Randomized and quasi-randomized controlled trials with randomisation at either the individual or cluster level comparing injected or oral iodine supplementation (such as tablets, capsules, drops) during preconception, pregnancy or the postpartum period irrespective of iodine compound, dose, frequency or duration.
Two review authors independently assessed trial eligibility, risk of bias, extracted data and conducted checks for accuracy. We used the GRADE approach to assess the quality of the evidence for primary outcomes.
We anticipated high heterogeneity among trials, and we pooled trial results using random-effects models and were cautious in our interpretation of the pooled results.
We included 14 studies and excluded 48 studies. We identified five ongoing or unpublished studies and two studies are awaiting classification. Eleven trials involving over 2700 women contributed data for the comparisons in this review (in three trials, the primary or secondary outcomes were not reported).
Maternal primary outcomes
Iodine supplementation decreased the likelihood of the adverse effect of postpartum hyperthyroidism by 68% (average risk ratio (RR) 0.32; 95% confidence interval (CI) 0.11 to 0.91, three trials in mild to moderate iodine deficiency settings, 543 women, no statistical heterogeneity, low-quality evidence) and increased the likelihood of the adverse effect of digestive intolerance in pregnancy by 15 times (average RR 15.33; 95% CI 2.07 to 113.70, one trial in a mild-deficiency setting, 76 women, very low-quality evidence).

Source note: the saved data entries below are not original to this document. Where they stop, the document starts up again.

PR #1663, opened 2022-04-26
Button bug

andrea-grapl:
https://github.com/grapl-security/issue-tracker/issues/903

Remove directional arrows & link particles - distracting 
Lens Names are all capped, should be case sensitive - Better UX
Highlight Current Page on Nav Bar - Better UX
Ability to copy and paste lens names "click here to copy lens name" feature - Better UX

Manually - `make test-e2e`, click sidebar, lens names, copy lens names, etc.


src/js/engagement_view/src/components/graphDisplay/GraphDisplay.tsx
```diff
@@ -187,29 +184,29 @@ const GraphDisplay = ({ lensName, setCurNode }: GraphDisplayProps) => {
...
+            // ctx.save();
             ctx.beginPath();
             ctx.arc(node.x, node.y, NODE_R * 1.4, 0, 2 * Math.PI, false);
             ctx.fillStyle =
                 node === hoverNode
                     ? colors.hoverNodeFill
                     : riskOutline(node.risk_score);
             ctx.fill();
-            ctx.restore();
+            // ctx.restore();
```
colin-grapl, line 198: let's remove these commented lines

src/js/engagement_view/src/components/graphDisplay/GraphDisplay.tsx
```diff
@@ -187,29 +184,29 @@ const GraphDisplay = ({ lensName, setCurNode }: GraphDisplayProps) => {
...
 
             // Node Fill Styling
-            ctx.save();
+            // ctx.save();
```
colin-grapl, line 201: delete

src/js/engagement_view/src/components/graphDisplay/GraphDisplay.tsx
```diff
@@ -218,7 +215,7 @@ const GraphDisplay = ({ lensName, setCurNode }: GraphDisplayProps) => {
                 98,
                 NODE_R / ctx.measureText(label).width
             );
-            ctx.save();
+            // ctx.save();
```
colin-grapl, line 218: delete

src/js/engagement_view/src/types/LensAndNodeTableTypes.tsx
```diff
@@ -6,6 +6,8 @@ export type SelectLensProps = {
     uid: number;
     lens_type: string;
     setLens: (lens: string) => void;
+    selectedId: number;
+    setLensTableState: any;
```
colin-grapl, line 10: let's type this instead of any

src/js/engagement_view/src/components/engagementView/sidebar/tables/lensTable/lensTable.tsx
```diff
@@ -15,6 +15,8 @@ import { PaginationState } from "types/CustomTypes";
 
 export const lensTable = (
     state: PaginationState,
+    selectedIdState: number,
+    setSelectedIdState: (selectedIdState: number) => void,
```
wimax-grapl, line 19: preface for the rest of this PR: I am not a react expert

I guess I'm confused why there's additional state outside the variable named `state`
could we rename that to `paginationState`?

src/js/engagement_view/src/components/engagementView/sidebar/tables/lensTable/lensTable.tsx
```diff
@@ -71,6 +73,8 @@ export const lensTable = (
                                     lens_type={lens.lens_type}
                                     score={lens.score}
                                     setLens={setLens}
+                                    selectedId={selectedIdState}
+                                    setLensTableState={setSelectedIdState}
```
wimax-grapl, line 77: there's an incongruency in these args and their values, could we maybe sync them up a bit more if it makes sense to do so?

src/js/engagement_view/src/components/engagementView/sidebar/tables/lensTable/lensTableStyles.tsx
```diff
@@ -56,7 +56,12 @@ export const useStyles = makeStyles((theme) =>
             width: "95%",
         },
         tableRow: {
-            background: theme.palette.background.default,
+            "&.Mui-selected": {
+                backgroundColor: "#2B3648",
+                "& > .MuiTableCell-root": {
+                    color: "#1976D2",
+                },
+            },
```
wimax-grapl, line 64: It's a bit odd to me that these are the only bare hex-colors in this file. Is there any way we can associate them with the Theme palette? Would that make sense to do or are they unrelated?

src/js/engagement_view/src/components/engagementView/sidebar/tables/lensTable/selectLens.tsx
```diff
@@ -11,21 +10,19 @@ import { SelectLensProps } from "types/LensAndNodeTableTypes";
...
-                    // className={classes.lensName}
-                    className={btnClass ? "btnClass clicked" : "btnClass"}
-                    onClick={() => {
-                        props.setLens(props.lens);
-                        btnClass ? setBtnClass(false) : setBtnClass(true);
-                    }}
-                >
-                    {props.lens_type + " :\t\t" + props.lens}
-                </Button>
+                {props.lens_type + " :\t\t" + props.lens}
```
wimax-grapl, line 25: could you leave a comment on what does :\t\t do

src/js/engagement_view/src/components/engagementView/sidebar/tables/lensTable/lensTable.tsx
wimax-grapl, line 77: could we call this setLensSelectedId or something?

src/js/engagement_view/src/components/graphDisplay/GraphDisplay.tsx
```diff
@@ -187,29 +184,25 @@ const GraphDisplay = ({ lensName, setCurNode }: GraphDisplayProps) => {
...
-            ctx.save();
             ctx.beginPath();
             ctx.arc(node.x, node.y, NODE_R * 1.4, 0, 2 * Math.PI, false);
             ctx.fillStyle =
                 node === hoverNode
                     ? colors.hoverNodeFill
                     : riskOutline(node.risk_score);
             ctx.fill();
-            ctx.restore();
+            // ctx.restore();
```
wimax-grapl, line 196: I see this as 'resolved' but it's still commented?

src/js/engagement_view/src/components/graphDisplay/GraphDisplay.tsx
```diff
@@ -249,6 +241,10 @@ const GraphDisplay = ({ lensName, setCurNode }: GraphDisplayProps) => {
         const LABEL_NODE_MARGIN = 12;
         const start = link.source;
         const end = link.target;
+
+        link.fx = link.x;
+        link.fy = link.y;
+
```
wimax-grapl, line 247: # try this change after you do everything else
and i'm not opposed if you do it in a followup PR, as long as you do _do_ it 
---

We can actually get correct types on `constlinkStyling` fwiw
https://github.com/vasturiano/react-force-graph/blob/master/src/packages/react-force-graph-2d/index.d.ts#L71
```
it's a CanvasCustomRenderFn<LinkObject>;
which boils down to a 
(link: LinkObject, canvasContext: CanvasRenderingContext2D) => {
```

you'll have to import LinkObject type from react-force-graph-2d
and you'll have to import CanvasRenderingContext2D from some presupplied web api typescript gives you
https://developer.mozilla.org/en-US/docs/Web/API/CanvasRenderingContext2D

---
that said, here I see you doing like `link.x, link.y` whereas LinkObject in the linked source code says it only has properties `.source` and `.target`, so, I'm a tad confused how that all works...

src/js/engagement_view/src/components/reusableComponents/collapsibleDrawer.tsx
```diff
@@ -107,40 +116,56 @@ export default function CollapsibleNavDrawer() {
                 </DrawerHeader>
                 <Divider />
                 <List className={classes.drawer}>
-                    <ListItem button key="Analyzers">
+                    <ListItemButton
+                        key="Analyzers"
+                        selected={selectedIndex === 0}
+                        onClick={(event) => handleListItemClick(event, 0)}
+                    >
```
wimax-grapl, line 123: I won't stop the PR on this, but this section definitely has a code smell. Consider doing something like the following:
```
interface ListItem {
  label: String,
  link: String,
}

const items: ListItem[] = [
  { label: "Analyzers", link: "/analyzers" },
  { label: "Engagements", link: "/engagements" },
];

items.forEach((value, index) => {
	// render each item as a ListItemButton
});

```

src/js/engagement_view/src/components/reusableComponents/drawer.tsx
```diff
@@ -34,6 +35,21 @@ const DrawerHeader = styled("div")(({ theme }) => ({
 export const NavigationDrawer = () => {
     const classes = useStyles();
 
+    const location = window.location.href.split("/").slice().pop();
+
+    let index: number = 0;
+
+    location === "analyzers" ? (index = 0) : (index = 2);
+
```
wimax-grapl, line 43: Okay, this I'd block the PR on. It's basically re-stating the "analyzers is 0" mapping in collapsibleDrawer.tsx, but obviously the code here is wrong (it's not always 2 if it's not analyzers)

wimax-grapl: While I don't love using the window.location as a tracker of state, you could use it and the aforementioned 
```

const items: ListItem[] = [
  { label: "Analyzers", link: "/analyzers" },
  { label: "Engagements", link: "/engagements" },
];
```
to accurately figure out which index it currently is.

src/js/engagement_view/src/components/reusableComponents/drawer.tsx
```diff
@@ -56,40 +72,55 @@ export const NavigationDrawer = () => {
             </DrawerHeader>
 
             <List className={classes.drawer}>
```
wimax-grapl, line 74: More proof of repeated code-smell - this entire section is repeated across files. Maybe this can be extracted out to its own component?

wimax-grapl (changes requested):

src/js/engagement_view/src/components/engagementView/sidebar/tables/lensTable/lensTable.tsx
andrea-grapl: Sorry, this is unclear - this state refers to the selected lens, not selected pagination. We have two separate states here, one for pagination, one for current selected lens. Will rename the variables to be more clear.

src/js/engagement_view/src/components/graphDisplay/GraphDisplay.tsx
andrea-grapl: This is dead code that shouldn't be in here, sorry - was testing something and forgot to remove this.You're right with the  source and target.

src/js/engagement_view/src/components/engagementView/sidebar/tables/lensTable/lensTableStyles.tsx
andrea-grapl: Moved to theme, now referenced in pallete

src/js/engagement_view/src/components/engagementView/sidebar/tables/lensTable/selectLens.tsx
andrea-grapl: Dead and unnecessary code - removed.

src/js/engagement_view/src/components/reusableComponents/collapsibleDrawer.tsx
andrea-grapl: Used a new feature to set active links in upgrade to react router dependency.

src/js/engagement_view/src/components/reusableComponents/drawer.tsx
andrea-grapl: Also resolved with react router update!

src/js/engagement_view/src/components/reusableComponents/drawer.tsx
andrea-grapl: Set active link with upgrade to react router!

src/js/engagement_view/Makefile
```diff
@@ -108,7 +108,7 @@ shell: ## Drop into a shell inside the build container
 
 .PHONY: start
 start: extra_docker_run_args := --interactive --tty --network host
-start: build-image
+start: build-code
```
wimax-grapl, line 111: This suggests that you need to `yarn build` (make a release build) before you `yarn start` (which is the debugging one that auto-updates I believe), which seems incorrect.

src/js/engagement_view/src/components/engagementView/sidebar/tables/lensTable/lensTable.tsx
```diff
@@ -71,6 +73,8 @@ export const lensTable = (
                                     lens_type={lens.lens_type}
                                     score={lens.score}
                                     setLens={setLens}
+                                    selectedId={selectedIdState}
+                                    setSelectedLens={setSelectedIdState}
```
wimax-grapl, line 77: There's a mismatch in these state and setter names.

IMO this should look like
```
                                    selectedLensId={selectedLensIdState}
                                    setSelectedLensId={setSelectedLensIdState}
```

a `number` named `id` tells me nothing about how that variable/state is used; I almost always try to label my IDs (lens_id, page_id, user_id, etc).

src/js/engagement_view/src/components/engagementView/sidebar/tables/lensTable/selectLens.tsx
```diff
@@ -11,21 +10,19 @@ import { SelectLensProps } from "types/LensAndNodeTableTypes";
...
-    const [btnClass, setBtnClass] = useState(false);
-
     return (
-        <TableRow className={classes.tableRow} key={props.uid}>
+        <TableRow
+            hover
+            key={props.uid}
+            onClick={() => {
+                props.setSelectedLens(props.uid);
+                props.setLens(props.lens);
```
wimax-grapl, line 19: more proof that, yeah, setSelectedLens should be named setSelectedLensId or setSelectedLensUid or something - the fact that `setSelectedLens` and `setLens` take two different types isn't great.

src/js/engagement_view/src/components/graphDisplay/GraphDisplay.tsx
```diff
@@ -218,7 +210,6 @@ const GraphDisplay = ({ lensName, setCurNode }: GraphDisplayProps) => {
                 98,
                 NODE_R / ctx.measureText(label).width
             );
```
wimax-grapl, line 212: and just to make sure, all this removal of ctx is expected?

src/js/engagement_view/src/components/reusableComponents/collapsibleDrawer.tsx
```diff
@@ -101,59 +91,17 @@ export default function CollapsibleNavDrawer() {
                             )}
                         </IconButton>
                         <Icon>
-                            <img className={classes.logoImage} src={Img} />
+                            <img
+                                className={classes.logoImage}
+                                src={Img}
+                                alt="Grapl Logo"
+                            />
```
wimax-grapl, line 98: Looks like we have a number of these - perhaps we should make this its own `<GraplLogo />` component?

image

src/js/engagement_view/src/components/reusableComponents/drawerList.tsx
```diff
@@ -0,0 +1,72 @@
...
+        <>
+            <List className={classes.drawer}>
+                <ListItemButton>
+                    <NavLink
+                        to="/analyzers"
+                        className={classes.navLink}
+                        style={({ isActive }) => ({
+                            color: isActive ? "#1A76D2" : "#C6D1E7",
+                        })}
+                    >
```
wimax-grapl, line 29: It looks like react-router offers a more robust way to do this:

https://v5.reactrouter.com/web/api/NavLink/activeclassname-string

by default, when a NavLink becomes active, its `class` becomes `className + ".active"`

so I think you can just do this in the styles file

```
        navLink: {
            textDecoration: "none",
            color: theme.palette.info.contrastText,
            "& .active": {
              color: theActiveColorGoesHere
            }
        },
```

I _believe_ the & is how you do `.navlink.active` in this CSS library, but I'm not entirely sure.

src/js/engagement_view/src/theme.tsx
```diff
@@ -30,6 +31,18 @@ const theme = createTheme({
             contrastText: "#FFFFFF",
         },
     },
+    components: {
+        MuiListItemButton: {
+            styleOverrides: {
+                root: {
+                    "&.Mui-selected": {
```
wimax-grapl, line 38: yeah, this is the same `& .class` thing I mentioned above, for the record

src/js/engagement_view/src/components/graphDisplay/GraphDisplay.tsx
andrea-grapl: Yes

src/js/engagement_view/Makefile
andrea-grapl: Leaving per cm

src/js/engagement_view/src/components/reusableComponents/collapsibleDrawer.tsx
andrea-grapl: Done. Good call.

src/js/engagement_view/src/components/reusableComponents/drawerList.tsx
andrea-grapl: I think the above method was right for v5 of react router, but according to the linked docs for v6 (which we just started using) I think the docs want us to style active links with functions. Happy to change this, but according to the following paragraph, I think we're supposed to be using inline styles, but could totally be reading this wrong. Happy to change if necessary. 

```
In React Router v6, activeStyle will be removed and you should use the function style to apply inline styles to either active or inactive NavLink components.
```

src/js/engagement_view/src/components/engagementView/sidebar/tables/lensTable/selectLens.tsx
andrea-grapl: done

src/js/engagement_view/src/components/engagementView/sidebar/tables/lensTable/lensTable.tsx
andrea-grapl: done

src/js/engagement_view/src/components/engagementView/sidebar/tables/lensTable/lensTable.tsx
andrea-grapl: resolved in different comment

wimax-grapl (approved):
Approved, and I won't stop the PR if you don't include this, but worth noting that the `.active` suggestion still exists.

per slack:
```
actually, after looking at the v6 docs, it looks like my suggestion still stands
https://reactrouter.com/docs/en/v6/api#navlink
By default, an active class is added to a <NavLink> component when it is active. This provides the same simple styling mechanism for most users who are upgrading from v5. One difference as of v6.0.0-beta.3 is that activeClassName and activeStyle have been removed from NavLinkProps.
basically v5 gave you too many options to customize stuff so they ripped it out in v6

```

There were no clear differences between groups for hypothyroidism in pregnancy or postpartum (pregnancy: average RR 1.90; 95% CI 0.57 to 6.38, one trial, 365 women, low-quality evidence, and postpartum: average RR 0.44; 95% CI 0.06 to 3.42, three trials, 540 women, no statistical heterogeneity, low-quality evidence), preterm birth (average RR 0.71; 95% CI 0.30 to 1.66, two trials, 376 women, statistical heterogeneity, low-quality evidence) or the maternal adverse effects of elevated thyroid peroxidase antibodies (TPO-ab) in pregnancy or postpartum (average RR 0.95; 95% CI 0.44 to 2.07, one trial, 359 women, low-quality evidence, average RR 1.01; 95% CI 0.78 to 1.30, three trials, 397 women, no statistical heterogeneity, low-quality evidence), or hyperthyroidism in pregnancy (average RR 1.90; 95% CI 0.57 to 6.38, one trial, 365 women, low-quality evidence). All of the trials contributing data to these outcomes took place in settings with mild to moderate iodine deficiency.
Infant/child primary outcomes
Compared with those who did not receive iodine, those who received iodine supplements had a 34% lower likelihood of perinatal mortality, however this difference was not statistically significant (average RR 0.66; 95% CI 0.42 to 1.03, two trials, 457 assessments, low-quality evidence). All of the perinatal deaths occurred in one trial conducted in a severely iodine-deficient setting. There were no clear differences between groups for low birthweight (average RR 0.56; 95% CI 0.26 to 1.23, two trials, 377 infants, no statistical heterogeneity, low-quality evidence), neonatal hypothyroidism/elevated thyroid-stimulating hormone (TSH) (average RR 0.58; 95% CI 0.11 to 3.12, two trials, 260 infants, very low-quality evidence) or the adverse effect of elevated neonatal thyroid peroxidase antibodies (TPO-ab) (average RR 0.61; 95% CI 0.07 to 5.70, one trial, 108 infants, very low-quality evidence). All of the trials contributing data to these outcomes took place in areas with mild to moderate iodine deficiency. No trials reported on hypothyroidism/elevated TSH or any adverse effect beyond the neonatal period.